Ninn, I know how you feel. Only mine is with hunting gear! He has bows, guns of all kinds, paintball equipment, etc. He is into "mountain man" era camping, so we have all that too. Started out in a nook in the hallway, then a cabinet and nook in the hall. Then we got the huge gunsafe and put it in the "office" area (end of livingroom, divided off with free-standing shelves), so of course, all the extra stuff got piled in there too. Some of the camping gear is in the utility room. He's terrible about putting things away, and if I do it, I always do something wrong. So, I set it in there for him to deal with, which he doesn't. Thus the mess. 

My computer is on a corner desk, and I have 2 file cabinets, and it's all I can do to get to it sometimes!
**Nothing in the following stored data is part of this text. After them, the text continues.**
PR #499, opened 2020-12-28
util: unify and rename combinators

### LINKED ISSUE #498: combinator service unification
Currently, the `ServiceExt` trait has `with` and `try_with` methods for composing a `Service` with functions that modify the request type, and `map_err` and `map_ok` methods for composing a service with functions that modify the response type. Meanwhile, `ServiceBuilder` has `map_request` for composing a service with a request mapping function, and `map_response` for composing a service with a response-mapping function. These combinators are very similar in purpose, but are implemented using different middleware types that essentially duplicate the same behavior.

Before releasing 0.4, we should probably unify these APIs. In particular, it would be good to de-duplicate the middleware service types, and to unify the naming. 

Personally, I think the `ServiceExt` versions of `map_X` have a slightly better design, since they take `FnOnce + Clone`, rather than taking a `Fn` and `Arc`ing it internally. This avoids the overhead of `Arc` for mapping functions that are trivially clonable (e.g. function pointers)  but still allows the user to use `Arc`s when needed.

I'm open to bikeshedding what naming to settle on. `with` has an analogy with the `futures` crate's `Sink` methods, but I personally find `map_request` and `map_response` a *bit* clearer in the `tower` context. However, if we want to have both `Err` and `Ok` versions of these combinators, which I think we do, `map_response_err` and `map_response_ok` gets a bit wordy...perhaps we could just have `map_response` and `map_err`?

hawkw:
Currently, the `ServiceExt` trait has `with` and `try_with` methods for
composing a `Service` with functions that modify the request type, and
`map_err` and `map_ok` methods for composing a service with functions
that modify the response type. Meanwhile, `ServiceBuilder` has
`map_request` for composing a service with a request mapping function,
and `map_response` for composing a service with a response-mapping
function. These combinators are very similar in purpose, but are
implemented using different middleware types that essentially duplicate
the same behavior.

Before releasing 0.4, we should probably unify these APIs. In
particular, it would be good to de-duplicate the middleware service
types, and to unify the naming.

This commit makes the following changes:
- Rename the `ServiceExt::with` and `ServiceExt::try_with` combinators
  to `map_request` and `try_map_request`
  - Rename the `ServiceExt::map_ok` combinator to `map_response`
- Unify the `ServiceBuilder::map_request` and `ServiceExt::map_request`
  combinators to use the same `Service` type
- Unify the `ServiceBuilder::map_response` and
  `ServiceExt::map_response` combinators to use the same `Service` type
- Unify the `ServiceBuilder::map_err` and `ServiceExt::map_err`
  combinators to use the same `Service` type
- Only take `FnOnce + Clone` when in response/err combinators, which
  require cloning into the future type. `MapRequest` and `TryMapRequest`
  now take `FnMut(Request)`s and don't clone them every time they're
  called
- Reexport future types for combinators where it makes sense.
- Add a `try_map_request` method to `ServiceBuilder`

Closes #498


hawkw:
cc @hlb8122 --- sorry for hacking up your code, but i think this should improve the overall API surface a bit!

tower/src/builder/mod.rs
```diff
@@ -197,11 +197,23 @@ impl<L> ServiceBuilder<L> {
...
     where
-        F: Fn(R1) -> R2,
+        F: FnMut(R1) -> R2 + Clone,
     {
         self.layer(crate::util::MapRequestLayer::new(f))
     }
 
+    /// Fallibly one request type to another, or to an error.
+    #[cfg(feature = "util")]
+    pub fn try_map_request<F, R1, R2, E>(
```
seanmonstar, line 207: The naming here feels like the unfortunate conjunction of two worlds... Usually `map` is infallible, and `and_then` or `then` is fallible, but we don't want this to happen *after* the service (implied by "service then closure"). There isn't anything like `before`... Maybe something like `filter` or `filter_request`?

tower/src/builder/mod.rs
```diff
@@ -197,11 +197,23 @@ impl<L> ServiceBuilder<L> {
         f: F,
     ) -> ServiceBuilder<Stack<crate::util::MapRequestLayer<F>, L>>
     where
-        F: Fn(R1) -> R2,
+        F: FnMut(R1) -> R2 + Clone,
```
seanmonstar, line 200: Is the `Clone` actually required here? I'd think it's only required if you want to be able to clone the `MapRequest<S, F>`.

hawkw: The `Clone` bound is required by the `Layer`, since `Layer::layer` takes `&self`. The same layer can be used to wrap any number of services, so the `MapRequestLayer` has to clone the function each time it creates a service. 

Similarly, the same `ServiceBuilder` _could_ actually be used to wrap any number of root services...although I notice that [the current `ServiceBuilder::service` method takes `self` by value](https://github.com/tower-rs/tower/blob/57e8412ae4a31343e78363288e1cd9de4898b229/tower/src/builder/mod.rs#L237-L238). We should maybe change that for 0.4?

tower/src/builder/mod.rs
hawkw: Hmm, I don't love this naming either. However, I'm not sure about `filter`, since we already have a [`Filter` middleware](https://github.com/tower-rs/tower/blob/master/tower/src/filter/mod.rs) which takes an async predicate...

tower/src/builder/mod.rs
seanmonstar: Oh right, forgot about `Layer` and `&self`. Carry on.

tower/src/builder/mod.rs
seanmonstar: Uh huh... welp... I dunno, has this method been requested (with an example of need)? If not, my not-very-strong-opinion would be to just leave it off (it seems people could use `tower::filter` if needed?).

hawkw: It was added in https://github.com/tower-rs/tower/pull/396 --- @hlb8122, are you actually using `try_with` presently, and is there a motivation for using it instead of the `tower::filter` module?

It would be nice if we could add a `tower::filter::Predicate` impl for synchronous functions as well, but that would conflict with the blanket impl for functions returning `Future`:
https://github.com/tower-rs/tower/blob/704bfa819e3301e7aa0a35b6c09042d0b05670e4/tower/src/filter/predicate.rs#L15-L25

This feels like a case where the `futures` 0.1 `IntoFuture` trait could come in handy, by making it possible to automatically convert a synchronous `Result` into a ready future, so users don't have to wrap it. Then, the blanket impl could take `Fn(Request) -> IntoFuture<...>`...

hawkw: FWIW, I'm fine with removing the `try_map_request`/`try_with` methods and middleware entirely, too. It was just here when I sat down to start cleaning this up, so I erred on the side of keeping it.

hlb8122: I'm not using `try_with`. I remember reading that @hdevalence was using some of the service combinators, maybe he'd like to comment on the usefulness perhaps.

A weakish defense of fallible mapping of requests would be: There might be some  transforms that are easier written as one transform using `try_with`/`try_map_request` rather than `with`/`map_request` then `filter`?

hawkw: That's a good point — a `try_map_request`/`try_with` allows changing the request type _and_ rejecting requests in one place, which the `tower::filter` interface doesn't. 

I guess the concern, though, is just that it doesn't feel great to have a bunch of different ways to do similar things that don't *quite* overlap. I think it would be good to have both synchronous and asynchronous filtering/fallible request mapping, but they should ideally have consistent API surfaces. 

I'm not opposed to the `filter` naming scheme for fallible-request-mapping APIs — it does seem much less wordy than `try_map_request`. maybe it would be good to have both synchronous and asynchronous versions of `filter` and expose them as combinators as well as layers?

LucioFranco (approved):

tower/src/builder/mod.rs
hawkw: I think we should punt on this in *this* PR and address `filter`/`try_with` in a follow-up (see #502).

PR #811, opened 2025-01-27
Bump rand to v0.9

paolobarbolini:


tower/tests/balance/main.rs
```diff
@@ -28,7 +29,9 @@ impl Service<Req> for Mock {
 impl tower::load::Load for Mock {
     type Metric = usize;
     fn load(&self) -> Self::Metric {
-        rand::random()
```
ripytide, line 31: Why change this from `rand::random()` to the longer, more explicit version? From my reading of the `rand` docs `rand::random` already picks a uniformly distributed random value from the whole range of `usize` values?

ripytide (changes requested):
Could do with some minor changes but no glaring issues. I'm happy to created an improved PR if that's easier than waiting for the original author to make the changes.

tower/tests/balance/main.rs
```diff
@@ -129,7 +134,9 @@ fn stress() {
             } else {
                 // fail a service
                 while !services.is_empty() {
-                    let k = rand::random::<usize>() % (services.iter().last().unwrap().0 + 1);
+                    let k = Uniform::new_inclusive(0, services.iter().last().unwrap().0)
+                        .unwrap()
+                        .sample(&mut rand::rng());
```
ripytide, line 139: Same here

tower/tests/balance/main.rs
paolobarbolini: I've was able to the initial ugly `Uniform::new_inclusive`, but we won't be able to use `rand::random()` because the necessary traits are not implemented on usize anymore.

tower/tests/balance/main.rs
```diff
@@ -114,7 +117,9 @@ fn stress() {
                 } else {
                     // remove
                     while !services.is_empty() {
-                        let k = rand::random::<usize>() % (services.iter().last().unwrap().0 + 1);
+                        let k = Uniform::new_inclusive(0, services.iter().last().unwrap().0)
+                            .unwrap()
+                            .sample(&mut rand::rng());
```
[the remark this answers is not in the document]
paolobarbolini: Changed. I'd missed that `rand::random` and `rand::random_range` take different traits. The first one doesn't accept usize, the latter does.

He told me we needed to get rid of those shelves because all we do is pile junk behind them! I had to remind him it was 99% his "junk"!


----------



## Christine in OK (May 10, 2002)

Lickcreek, my husband actually told me awhile back that he could probably stand not to have about half his t-shirts (he had about 30, and that was just work-quality, not barbeque, running or wear-to-the-store quality!). But he couldn't stand to throw them out, so if they just slowly disappeared one or two at a time...

He has about 12 now!


Cindy, my husband is a little like yours. He thinks the house should be absolutely spotless, absolutely all the time!! I periodically remind him that I am not his mother - she'll fuss about what a mess the house is, and all I can see is a little pile of papers someone was reading, or a speck on the floors. Of course, she also buys things like dishes and nice clothes and then never wears them or uses them. Gets upset when there's mud on her entryway rugs, etc. (I thought that's what they were for!)

Then he remembers how he hates to go over there because he's not comfortable, and how everyone in his family loves to come to our house because it's set up for easy gatherings and people don't worry about messing up our things. 

But he still wishes everything was inspection clean!


----------